- Directions
The entries shown next need to be written again word for word.

- Records shown
◇ ◇ ◇ ◇ ◇ ◇ ◇
PR #5388, opened 2024-10-16
Allow Responsys and Firebase connectors to ignore extra identities

eastandwestwind:
Closes https://ethyca.atlassian.net/browse/LA-34

### Description Of Changes

Allow Responsys and Firebase connectors to ignore extra identities

### Code Changes

* [ ] Remove code that throws err if extra identities are found
* [ ] Update tests accordingly

### Steps to Confirm

We ran the following steps manually with @RobertKeyser and confirmed:

* [ ] Remove `@pytest.mark.skip(reason="Enterprise account only")` from oracle_responsys_fixtures.py
* [ ] Run `nox -s dev -- shell`
* [ ] Run `pytest -k TestOracleResponsysConnector -s`
* [ ] Confirm the `test_access_request_by_email_and_extra_identities` test no longer has the invalid identity err, and instead gets as far as the other tests
* [ ] Separately, run `pytest tests/ops/integration_tests/saas/request_override/test_firebase_auth_task.py` and see if we have failing tests

### Pre-Merge Checklist

* Documentation:
* [x] Update `CHANGELOG.md`


src/fides/api/service/saas_request/override_implementations/oracle_responsys_request_overrides.py
```diff
@@ -147,9 +147,7 @@ def oracle_responsys_profile_list_recipients_read(
                 query_ids[idx] = query_id[1:] if query_id.startswith("+") else query_id
             query_attribute = "m"
         else:
-            raise FidesopsException(
-                "Unsupported identity type for Oracle Responsys connector. Currently only `email` and `phone_number` are supported"
-            )
+            continue
```
eastandwestwind, line 150: skip this for loop entirely if identity is not "email" or "phone_number"

Vagoasdf (approved):
Looks good! 👍🏽 

just out a few comments out of curiosity, like why are we replacing the value `extra_identities`  for `ga_client_id`, or that key usage

tests/ops/integration_tests/saas/test_oracle_responsys_task.py
```diff
@@ -59,6 +59,34 @@ async def test_access_request_by_phone_number(
...
+        request.getfixturevalue(dsr_version)  # REQUIRED to test both DSR 3.0 and 2.0
+
+        access_results = await oracle_responsys_runner.access_request(
+            access_policy=policy,
+            identities={
+                "email": oracle_responsys_identity_email,
+                "ga_client_id": "extra_value",
+            },
+        )
+        assert (
```
Vagoasdf, line 83: Should we also assert the `ga_client_id` value?

Vagoasdf (approved):

tests/ops/integration_tests/saas/test_oracle_responsys_task.py
eastandwestwind: For now I think its ok to just do positive assertions (as opposed to which identities are _not_ returned in the access_results). The main thing we want here is to ensure we don't throw an identity err before accessing data when extra identities are provided.

eastandwestwind:
@Vagoasdf to answer your Q:

If we used the literal key `extra_identities` as an identity key, this would hit our validator as an unsupported identity type, and require additional params to be passed in like `label` in addition to `value`. For simplicity of testing, I chose to use an existing identity field, `ga_client_id`.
◇ ◇ ◇ ◇ ◇ ◇ ◇
- Solution
PR #5388, opened 2024-10-16
Allow Responsys and Firebase connectors to ignore extra identities

eastandwestwind:
Closes https://ethyca.atlassian.net/browse/LA-34

### Description Of Changes

Allow Responsys and Firebase connectors to ignore extra identities

### Code Changes

* [ ] Remove code that throws err if extra identities are found
* [ ] Update tests accordingly

### Steps to Confirm

We ran the following steps manually with @RobertKeyser and confirmed:

* [ ] Remove `@pytest.mark.skip(reason="Enterprise account only")` from oracle_responsys_fixtures.py
* [ ] Run `nox -s dev -- shell`
* [ ] Run `pytest -k TestOracleResponsysConnector -s`
* [ ] Confirm the `test_access_request_by_email_and_extra_identities` test no longer has the invalid identity err, and instead gets as far as the other tests
* [ ] Separately, run `pytest tests/ops/integration_tests/saas/request_override/test_firebase_auth_task.py` and see if we have failing tests

### Pre-Merge Checklist

* Documentation:
* [x] Update `CHANGELOG.md`


src/fides/api/service/saas_request/override_implementations/oracle_responsys_request_overrides.py
```diff
@@ -147,9 +147,7 @@ def oracle_responsys_profile_list_recipients_read(
                 query_ids[idx] = query_id[1:] if query_id.startswith("+") else query_id
             query_attribute = "m"
         else:
-            raise FidesopsException(
-                "Unsupported identity type for Oracle Responsys connector. Currently only `email` and `phone_number` are supported"
-            )
+            continue
```
eastandwestwind, line 150: skip this for loop entirely if identity is not "email" or "phone_number"

Vagoasdf (approved):
Looks good! 👍🏽 

just out a few comments out of curiosity, like why are we replacing the value `extra_identities`  for `ga_client_id`, or that key usage

tests/ops/integration_tests/saas/test_oracle_responsys_task.py
```diff
@@ -59,6 +59,34 @@ async def test_access_request_by_phone_number(
...
+        request.getfixturevalue(dsr_version)  # REQUIRED to test both DSR 3.0 and 2.0
+
+        access_results = await oracle_responsys_runner.access_request(
+            access_policy=policy,
+            identities={
+                "email": oracle_responsys_identity_email,
+                "ga_client_id": "extra_value",
+            },
+        )
+        assert (
```
Vagoasdf, line 83: Should we also assert the `ga_client_id` value?

Vagoasdf (approved):

tests/ops/integration_tests/saas/test_oracle_responsys_task.py
eastandwestwind: For now I think its ok to just do positive assertions (as opposed to which identities are _not_ returned in the access_results). The main thing we want here is to ensure we don't throw an identity err before accessing data when extra identities are provided.

eastandwestwind:
@Vagoasdf to answer your Q:

If we used the literal key `extra_identities` as an identity key, this would hit our validator as an unsupported identity type, and require additional params to be passed in like `label` in addition to `value`. For simplicity of testing, I chose to use an existing identity field, `ga_client_id`.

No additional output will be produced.